Promotional single by Green Day

from the album Dookie
- Released: May 5, 1995
- Recorded: 1993
- Genre: Punk rock; pop-punk;
- Length: 2:14
- Label: Reprise; WEA International;
- Composers: Billie Joe Armstrong; Mike Dirnt; Tré Cool;
- Lyricist: Billie Joe Armstrong;
- Producers: Rob Cavallo; Green Day;

Green Day singles chronology
| "When I Come Around" (1995) | "She" (1995) | "J.A.R." (1995) |

Audio
- "She" on YouTube

= She (Green Day song) =

"She" is a song by the American rock band Green Day. It is the eighth track on their third album, Dookie, and was released as Green Day's first promotional single in their discography. The song was written by frontman Billie Joe Armstrong about a former girlfriend who showed him a feminist poem with an identical title. In return, Armstrong wrote the lyrics of "She" and showed them to her. She later dumped him and moved to Ecuador, prompting Armstrong to put "She" on the album. The same ex-girlfriend is the topic of the songs "Sassafras Roots" and "Chump". It is one of the few Green Day singles that did not have a music video.

==Reception==
The song has been frequently listed as one of Green Day's best songs. Kerrang! listed it as their second best song, while Rolling Stone listed it as their seventh. PopMatters listed "She" as the eighth best Green Day song, citing "'She' is sensitive without being soft; in between Armstrong's empathetic declarations of 'Scream at me / Until my ears bleed / I'm taking heed / Just for you', the band is hammering away at its instruments with amped-up intensity."

==Covers==
In 2016, British-American band As It Is covered the song for the Green Day cover album American Superhits!.

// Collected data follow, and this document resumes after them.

PR #94, opened 2021-08-13
chore: limit direct memory

skjindal93:


varsha-abhinandan (approved):

aaron-steinfeld (commented):
out of curiosity do we know the _why_ here?  Who's using direct memory, since it's not our code - Is it grpc/netty?

helm/values.yaml
```diff
@@ -24,7 +24,7 @@ service:
 
 nodeLabels: {}
 
-javaOpts: "-XX:InitialRAMPercentage=50.0 -XX:MaxRAMPercentage=75.0"
+javaOpts: "-XX:InitialRAMPercentage=50.0 -XX:MaxRAMPercentage=75.0 -XX:MaxDirectMemorySize=128M"
```
varsha-abhinandan, line 27: Wondering if there's an easy way to figure out the services which don't have this config set ? Might help avoid some future OOMs

skjindal93:
> out of curiosity do we know the _why_ here? Who's using direct memory, since it's not our code - Is it grpc/netty?

Didn't investigate that (_rather didn't know how to investigate that_)

skjindal93:
Though we need this, to avoid the service running OOM frequently

aaron-steinfeld:
> Though we need this, to avoid the service hitting OOM frequently

Increasing memory avoids running out of memory, sure :) but it's more (or just as) important to understand why we're running out of memory - is there anyone investigating that?

skjindal93:
> > Though we need this, to avoid the service hitting OOM frequently
> 
> Increasing memory avoids running out of memory, sure :) but it's more (or just as) important to understand why we're running out of memory - is there anyone investigating that?

Increasing memory? In fact, we are limiting the direct memory, otherwise, it was eating up the entire available memory

aaron-steinfeld:
> > > Though we need this, to avoid the service hitting OOM frequently
> > 
> > 
> > Increasing memory avoids running out of memory, sure :) but it's more (or just as) important to understand why we're running out of memory - is there anyone investigating that?
> 
> Increasing memory? In fact, we are limiting the direct memory, otherwise, it was eating up the entire available memory



> > > Though we need this, to avoid the service hitting OOM frequently
> > 
> > 
> > Increasing memory avoids running out of memory, sure :) but it's more (or just as) important to understand why we're running out of memory - is there anyone investigating that?
> 
> Increasing memory? In fact, we are limiting the direct memory, otherwise, it was eating up the entire available memory

er, right, sorry - but my point is if we don't understand how we're using it, we don't really understand what the implications of limiting it are - are we spiking cpu due to the memory constraints, are we affecting maximum connection or TTL values, etc.

rish691:
> Didn't investigate that (rather didn't know how to investigate that)

We could try using tools like visual vm or swiss java knife to investigate this (or maybe some free apm tool!)

helm/values.yaml
rish691: we mostly override `javaOpts` for all services in a private repo, we could just add this over there.

aaron-steinfeld (approved):
approving,  but I think there's more to be done to investigate how we can tune grpc and its memory usage.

In 2018, Californian punk-ska band Mad Caddies covered the song with a reggae beat for their cover album Punk Rocksteady.

== Credits and personnel ==
Credits are adapted from Apple Music.

Green Day

- Billie Joe Armstrong – lead vocals, lead guitar, composer
- Mike Dirnt – bass guitar, backing vocals, composer
- Tré Cool – drums, composer

Additional personnel

- Green Day – producer, mixing engineer
- Rob Cavallo - producer, mixing engineer
- Jerry Finn - mixing engineer
- Neill King - recording engineer
- Casey McCrankin - additional engineer

==Charts==

===Weekly charts===

| Chart (1995) | Peak position |
|---|---|
| US Radio Songs (Billboard) | 41 |
| US Alternative Airplay (Billboard) | 5 |
| US Mainstream Rock (Billboard) | 18 |

===Year-end charts===

| Chart (1995) | Position |
|---|---|
| US Modern Rock Tracks (Billboard) | 35 |

==Certifications==

| Region | Certification | Certified units/sales |
| Canada (Music Canada) | Gold | 40,000^{‡} |
^{‡} Sales+streaming figures based on certification alone.